Tres alas compuestas por la guardia de los Dragones Púrpura abandonaron la seguridad que ofrecían las puertas del castillo. El rey Arangor, que apenas cabía en su propia armadura, lideró una de ellas en dirección sur, hacia los muelles, acompañado por Thanderahast. El futuro rey Azoun II lideraba una unidad de similar número en dirección oeste, donde el más pequeño de los tres dragones la emprendía contra los almacenes y las tabernas. La tercera unidad contraatacó al noroeste, donde se levantaban las mansiones de los nobles al pie de una colina. Era aquélla la unidad más modesta, aunque incluía a buena parte de la nobleza del reino: Crownsilver y Truesilver, los Dracohorn y Dauntinghorn, los Bleth y los Illance. Aquel grupo estaba mandado por lord Gerrin Wyvernspur, a quien el pupilo de Thanderahast, Jorunhast, hacía de edecán.

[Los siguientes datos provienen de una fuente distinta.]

PR #270, opened 2021-07-19
refactor: use hathor.util.Random instances instead of global random

jansegre:
This makes it easier to reproduce simulations, although it may not be enough because of the use of some `Set`s and `Dict`s where the order of iteration will change across simulations. Ideally there would be a lint to prevent the use of `random` or `numpy.random` directly, but I haven't found a simple way to do that.


jansegre:
The CI is failing because of #271 (and a random failure, which I can re-run the tests after #271 is merged).

hathor/simulator/tx_generator.py
```diff
@@ -70,7 +73,8 @@ def schedule_next_transaction(self):
             self.manager.propagate_tx(self.tx, fails_silently=False)
             self.tx = None
 
-        dt = random.expovariate(self.rate)
+        dt = self.rng.exponential(1 / self.rate)
```
msbrogli, line 76: Maybe create a `self.mean = 1 / self.rate` and use it here.

hathor/simulator/tx_generator.py
```diff
@@ -84,9 +88,10 @@ def new_tx_step1(self):
         if not self.send_to:
             address = self.manager.wallet.get_unused_address(mark_as_used=False)
         else:
-            address = random.choice(self.send_to)
+            address = self.rng.choice(self.send_to)
 
-        value = random.randint(1, balance.available)
+        value = self.rng.integers(1, balance.available, endpoint=True)
```
msbrogli, line 93: Is it an `int`?

hathor/util.py
```diff
@@ -274,3 +276,19 @@ def not_none(optional: Optional[_T], message: str = 'Unexpected `None`') -> _T:
...
         raise AssertionError(message)
     return optional
+
+
+def random_choices(rng: Rng, options: Sequence[_T], size: int) -> List[_T]:
+    """Choose `size` randomly selected elements from `options` sequence."""
+    # XXX: explicitly convert to numpy array to prevent numpy from converting a NamedTuple (i.e.) to a numpy array too
+    _options = np.empty(len(options), dtype=object)
+    _options[:] = options
+    return list(rng.choice(_options, size, replace=False))
```
msbrogli, line 286: I think including numpy in the project is error prone. We will have to remember all these details when we decide to call `choice(...)` in the future.

msbrogli (changes requested):

hathor/simulator/simulator.py
```diff
@@ -12,137 +12,216 @@
...
+        """ This is used by when stopping instances of Simulator to determine when to run _remove_patches"""
+        assert cls._patches_rc >= 0
+        cls._patches_rc -= 1
+        if cls._patches_rc == 0:
+            # patches not needed anymore
+            cls._remove_patches()
+
+    def __init__(self, seed: Optional[int] = None):
+        self.log = logger.new()
+        self.seed = secrets.randbits(64)
```
msbrogli, line 102: `if seed is None`?

hathor/simulator/simulator.py
```diff
@@ -12,137 +12,227 @@
...
+            network = self._network
 
         wallet = HDWallet(gap_limit=2)
         wallet._manually_initialize()
 
-        # TODO FIXME Peer-id changes even when using the same seed.
-        peer_id = PeerId()
+        assert peer_id is not None  # XXX: temporary, for checking that tests are using the peer_id
+        if peer_id is None:
+            peer_id = PeerId()
```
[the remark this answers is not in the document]
jansegre: I used a pool of peer-ids and let the rng choose one, so they will remain the same across simulations. Generating a PeerId directly from the rng would be ideal, but I haven't found a way to do it. And maybe we shouldn't, as to minimize the chance of the running the portion of code that injects an "unsafe" random generator when generating a real peer-id.

hathor/manager.py
```diff
@@ -102,6 +103,10 @@ def __init__(self, reactor: IReactorCore, peer_id: Optional[PeerId] = None, netw
 
         self.log = logger.new()
 
+        if rng is None:
+            rng = Rng(PCG64())
```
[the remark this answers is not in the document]
jansegre: Done, it is now using `Random()` which is the refactored default.

hathor/merged_mining/coordinator.py
```diff
@@ -1116,8 +1116,11 @@ class MergedMiningCoordinator:
     def __init__(self,  bitcoin_rpc: IBitcoinRPC, hathor_client: IHathorClient,
                  payback_address_bitcoin: Optional[str], payback_address_hathor: Optional[str],
                  address_from_login: bool = True, min_difficulty: Optional[int] = None,
-                 sequential_xnonce1: bool = False):
+                 sequential_xnonce1: bool = False, rng: Optional[Rng] = None):
         self.log = logger.new()
+        if rng is None:
+            rng = Rng(PCG64())
```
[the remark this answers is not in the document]
jansegre: Done, it is now using `Random()` which is the refactored default.

hathor/mining/block_template.py
```diff
@@ -70,12 +72,13 @@ def generate_mining_block(self, merge_mined: bool = False, address: Optional[byt
...
         return block
 
-    def get_random_parents(self) -> Tuple[bytes, bytes, bytes]:
+    def get_random_parents(self, rng: Rng) -> Tuple[bytes, bytes, bytes]:
         """ Get parents from self.parents plus a random choice from self.parents_any to make it 3 in total.
 
         Return type is tuple just to make it clear that the length is always 3.
         """
-        more_parents = [x for _, x in sorted(random.sample(list(enumerate(self.parents_any)), 3 - len(self.parents)))]
+        more_parents = random_choices(rng, self.parents_any, 3 - len(self.parents))
```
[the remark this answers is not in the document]
jansegre: Done. I've added `assert 1 <= len(self.parents) <= 3`.

hathor/simulator/miner.py
```diff
@@ -41,6 +42,8 @@ def __init__(self, manager: 'HathorManager', *, hashpower: float):
         self.clock = manager.reactor
         self.block = None
         self.delayedcall = None
+        self.log = logger.new()
+        self.rng = default_rng()
```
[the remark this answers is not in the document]
jansegre: I added it as a requirement on the constructor, as to make it harder to forget passing it (using `create_miner` the simulator will inject the rng arg, but one could do `MinerSimulator(manager, manager.rng)` instead) because it has to be explicit. What do you think?

hathor/simulator/simulator.py
```diff
@@ -12,137 +12,227 @@
...
+        self._peers: OrderedDict[str, 'HathorManager'] = OrderedDict()
+        self._connections: List['FakeConnection'] = []
+        # XXX: erasing the types of the random states is preferred as they aren't stable and may change on any version
+        self._py_random_state: Optional[Any] = None
+        self._numpy_random_state: Optional[Any] = None
+        self._started = False
+
+    @property
+    def seed(self) -> int:
+        return self._seed.entropy
```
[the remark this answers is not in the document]
jansegre: Refactored out. But originally I wanted to not expose the `SeedSequence` object.

hathor/simulator/tx_generator.py
jansegre: Refactored out since `rng` now has `expovariate`.

hathor/simulator/tx_generator.py
jansegre: Refactored back to `randint`. But you're right it would be a `numpy.int64`.

hathor/util.py
jansegre: Done. Removed numpy completely.

hathor/simulator/simulator.py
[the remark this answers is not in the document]
msbrogli: I guess your solution is really good. Thanks!

hathor/simulator/simulator.py
jansegre: Done. Added more or less that change.

hathor/util.py
```diff
@@ -274,3 +275,29 @@ def not_none(optional: Optional[_T], message: str = 'Unexpected `None`') -> _T:
...
+        [1] https://en.wikipedia.org/wiki/Inverse_transform_sampling
+        """
+        return math.ceil(math.log(self.random()) / math.log(1 - p))
+
+    def ordered_choices(self, seq: Sequence[T], k: int) -> List[T]:
+        """Like self.choices but preserve orginal order.
+
+        For example, ordered_choices([1, 2, 3]) will never return [3, 2] only [2, 3] instead."""
+        chosen = self.choices(seq, k=k)
+        chosen.sort(key=lambda x: seq.index(x))
```
msbrogli, line 296: It might be two problems: (i) repeated elements, and (ii) time complexity O(n^2 log(n)) if the sort algorithm does not cache the keys.

hathor/simulator/miner.py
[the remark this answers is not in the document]
msbrogli: Seems good. Thanks!

msbrogli (approved):

hathor/util.py
msbrogli: Fixed. Thanks!

pedroferreira1 (approved):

Cada uno de los grupos se enfrentó a los dragones y triunfó. Los soldados del príncipe expulsaron al dragón hacia el oeste. El dragón de los muelles se vio atrapado entre varios edificios envueltos por las llamas que él mismo había provocado, y murió, pero a qué precio... Había logrado derribar al rey de la silla en plena refriega, dejándolo muy malherido.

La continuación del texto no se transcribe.